The structural and electronic properties of double-walled $\alpha$-graphyne nanotubes ($\alpha$-DWGNTs) are investigated using a combination of computation and theoretical methods, including density functional theory. DWGNTs differ from conventional double-walled carbon nanotubes by the presence of carbon atoms featuring both sp and ${\mathit{sp}}^2$ hybridizations, endowing DWGNTs with a set of desirable properties that could lead to a number of applications. Classical molecular dynamics (MD) and Born–Oppenheimer molecular dynamics (BOMD) simulations were performed to reveal the structural stability of these nanotubes at room temperature. Their dynamical stability was confirmed using tight-binding based phonons calculations. The high flexibility of the graphyne sheet and van der Waals interactions between the shells lead to strong deformations of the outer tube. Consequently, the electronic structure of the component single-walled tubes undergoes significant changes once cast into the double-walled geometries due to the coupling of electronic states from the inner wall with the outer tube. Such strong inter-wall hybridization can not only modulate the electronic band gap of semiconducting tubes, in comparison to their isolated single-walled counterparts, but can also affect the electronic properties of the double-walled systems. These behaviors open up possibilities of using such nanostructures in the design of electronic device applications.

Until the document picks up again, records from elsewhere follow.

PR #6341, opened 2025-09-12
FOEPD-2039 OSS changes to support DO pipelines

swheaton:

Add new pipeline option to queuing operations.
Add `PipelineOperator` which has a `resolve_pipeline()` function. When it's called, it returns a list of `PipelineStage` objects.

Note this is likely not its final form. There is an idea to use `types` and a similar pattern to inputs

Added some automated tests.
But mostly it's tested over in enterprise until I can implement the immediate execution of pipelines

## Summary by CodeRabbit

- New Features
  - Pipeline abstraction added (PipelineOperator, PipelineStage) and support for attaching pipelines to delegated operations; queued operations now can include pipeline details.

- Improvements
  - Safer serialization/deserialization and more robust ID handling for delegated operations; pipeline types exported for consumers.

- Behavior Changes
  - Runtime now raises explicit errors for immediate or distributed pipeline execution in non-enterprise environments.

- Tests
  - Unit tests added for pipeline serialization and delegation handling.

### DIFF
--- a/fiftyone/factory/repos/delegated_operation_doc.py
+++ b/fiftyone/factory/repos/delegated_operation_doc.py
@@ -5,7 +5,8 @@ FiftyOne delegated operation repository document.
 | `voxel51.com <https://voxel51.com/>`_
 |
 """
-
+import copy
+import dataclasses
 import logging
 from datetime import datetime
 
@@ -15,6 +16,7 @@ from fiftyone.operators.executor import (
     ExecutionRunState,
     ExecutionProgress,
 )
+from fiftyone.operators.pipeline import PipelineStage
 
 logger = logging.getLogger(__name__)
 
@@ -62,6 +64,8 @@ class DelegatedOperationDocument(object):
 
         # distributed task fields
         self.parent_id = None  # Only on children
+        self.pipeline_index = 0
+        self.pipeline = None  # Only on pipeline parent
 
     @property
     def num_distributed_tasks(self):
@@ -95,7 +99,7 @@ class DelegatedOperationDocument(object):
         self.parent_id = doc.get("parent_id", None)
 
         # internal fields
-        self.id = doc["_id"]
+        self.id = doc.get("_id", doc.get("id"))
         self._doc = doc
 
         # nested fields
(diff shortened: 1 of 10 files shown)


fiftyone/factory/repos/delegated_operation_doc.py
```diff
@@ -62,6 +64,8 @@ def __init__(
 
         # distributed task fields
         self.parent_id = None  # Only on children
+        self.pipeline_index = 0
```
kaixi-wang, line 67: do you really need 2 variables? Can't self.pipeline equal the index if its a pipeline or just none if not a pipeline

fiftyone/factory/repos/delegated_operation_doc.py
```diff
@@ -95,7 +99,7 @@ def from_pymongo(self, doc: dict):
         self.parent_id = doc.get("parent_id", None)
 
         # internal fields
-        self.id = doc["_id"]
+        self.id = doc.get("_id", doc.get("id"))
```
kaixi-wang, line 102: since _id is usually ObjectId and id is a string, are we saying self.id is either?

fiftyone/factory/repos/delegated_operation_doc.py
```diff
@@ -127,14 +131,24 @@ def from_pymongo(self, doc: dict):
             if "updated_at" in doc["status"]:
                 self.status.updated_at = doc["status"]["updated_at"]
 
+        if "pipeline" in doc and doc["pipeline"] is not None:
```
kaixi-wang, line 134: since you just raise an error later, should you even be setting it?

kaixi-wang (commented):
is there communication between the stages/passing of the same context? I'm somewhat confused, but I don't know if that's just because most of the implementation is not in oss?

fiftyone/factory/repos/delegated_operation_doc.py
swheaton: pipeline index is the current stage of operation that it's on.
pipeline is the definition of the stages

fiftyone/factory/repos/delegated_operation_doc.py
swheaton: yeah uhh idk. We should cast to `str` I guess

fiftyone/factory/repos/delegated_operation_doc.py
swheaton: Attempt to minimize oss-teams delta

CamronStaley (approved):
Seems okay will probably make more sense once I see how pipeline and pipeline_index are used.

PR #6344, opened 2025-09-13
Don't create indexes by default in view stages

brimoor:
## Change log

Updates the default behavior of the `sort_by()`, `group_by()`, `geo_within()`, and `geo_near()` view stages to **NOT** automatically create an index when used.

Index creation can be quite expensive on large datasets, so it was bad manners of us to be silently performing expensive computation without the user's explicit direction, as instantiating view stages is supposed to be fast (excluding *generated views*).

**Note:** this is technically a breaking change as `geo_near()` **requires** an index in order to work. However, I believe a breaking change is worth it to encourage best practices of separating index creation from view stage instantiation. Also, `geo_near()` has limited utility (it can only be the *first* stage in a view).

## Tested by

```py
import random

import fiftyone as fo
import fiftyone.zoo as foz

```

### `sort_by()`

```py
classes = ["cat", "dog", "rabbit"]
predictions = [
    fo.Classification(label=random.choice(classes))
    for _ in range(len(dataset))
]

view = dataset.sort_by("predictions.label")
_ = len(view)

assert "predictions.label" not in dataset.list_indexes()

view = dataset.sort_by("predictions.label", create_index=True)
_ = len(view)

assert "predictions.label" in dataset.list_indexes()
dataset.drop_index("predictions.label")
```

### `group_by()`

```py
view = dataset.group_by("predictions.label")
_ = len(view)

assert "predictions.label" not in dataset.list_indexes()

view = dataset.group_by("predictions.label", create_index=True)
_ = len(view)

assert "predictions.label" in dataset.list_indexes()
dataset.drop_index("predictions.label")
```

### `geo_within()`

```py
MANHATTAN = [
    [
        [-73.949701, 40.834487],
        [-73.896611, 40.815076],
        [-73.998083, 40.696534],
        [-74.031751, 40.715273],
        [-73.949701, 40.834487],
    ]
]

view = dataset.geo_within(MANHATTAN)
_ = len(view)

assert "location.point" not in dataset.list_indexes()

view = dataset.geo_within(MANHATTAN, create_index=True)
_ = len(view)

assert "location.point" in dataset.list_indexes()
dataset.drop_index("location.point")
```

### `geo_near()`

```py
try:
    view = dataset.geo_near([-73.9855, 40.7580])
    _ = len(view)
    assert False
except:
    assert "location.point" not in dataset.list_indexes()

view = dataset.geo_near([-73.9855, 40.7580], create_index=True)
_ = len(view)

assert "location.point" in dataset.list_indexes()
dataset.drop_index("location.point")
```

### DIFF
--- a/fiftyone/core/collections.py
+++ b/fiftyone/core/collections.py
@@ -2200,6 +2200,8 @@ class SampleCollection(object):
 
         if has_frame_fields:
             frame_numbers = results.pop(0)
+        else:
+            frame_numbers = None
 
         sample_ids = results[0]
         all_label_ids = results[1:]
@@ -5791,7 +5793,7 @@ class SampleCollection(object):
         min_distance=None,
         max_distance=None,
         query=None,
-        create_index=True,
+        create_index=False,
     ):
         """Sorts the samples in the collection by their proximity to a
         specified geolocation.
@@ -5799,7 +5801,8 @@ class SampleCollection(object):
         .. note::
 
             This stage must be the **first stage** in any
-            :class:`fiftyone.core.view.DatasetView` in which it appears.
+            :class:`fiftyone.core.view.DatasetView` in which it appears, and it
+            **requires** a spherical index on the specified location field.
 
         Examples::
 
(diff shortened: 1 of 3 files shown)


brimoor:
> Lgtm but looks like something tests need to be fixed?

fixed thanks 👍

fiftyone/core/collections.py
```diff
@@ -5814,14 +5817,18 @@ def geo_near(
             # Sort the samples by their proximity to Times Square
             #
 
-            view = dataset.geo_near(TIMES_SQUARE)
+            view = dataset.geo_near(TIMES_SQUARE, create_index=True)
```
kaixi-wang, line 5820: could be nice to have a debug log that a spherical index is being created since it could cause system slowdowns during the build process

kaixi-wang (approved):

双壁的结构和电子特性 $\alpha$-石墨烯纳米管（$\alpha$-DWGNTs) 使用计算和理论方法的组合进行研究，包括密度泛函理论。DWGNT 与传统的双壁碳纳米管的不同之处在于存在具有sp和${\mathit{sp}}^2$杂交，赋予 DWGNT 一组理想的特性，可以导致许多应用。进行经典分子动力学 (MD) 和 Born-Oppenheimer 分子动力学 (BOMD) 模拟以揭示这些纳米管在室温下的结构稳定性。使用基于紧束缚的声子计算证实了它们的动态稳定性。石墨炔片的高柔韧性和壳之间的范德华相互作用导致外管发生强烈变形。因此，由于来自内壁和外管的电子状态耦合，组件单壁管的电子结构一旦被铸造成双壁几何形状，就会发生显着的变化。与隔离的单壁对应物相比，这种强的壁间杂化不仅可以调节半导体管的电子带隙，而且还可以影响双壁系统的电子特性。这些行为开辟了在电子设备应用设计中使用此类纳米结构的可能性。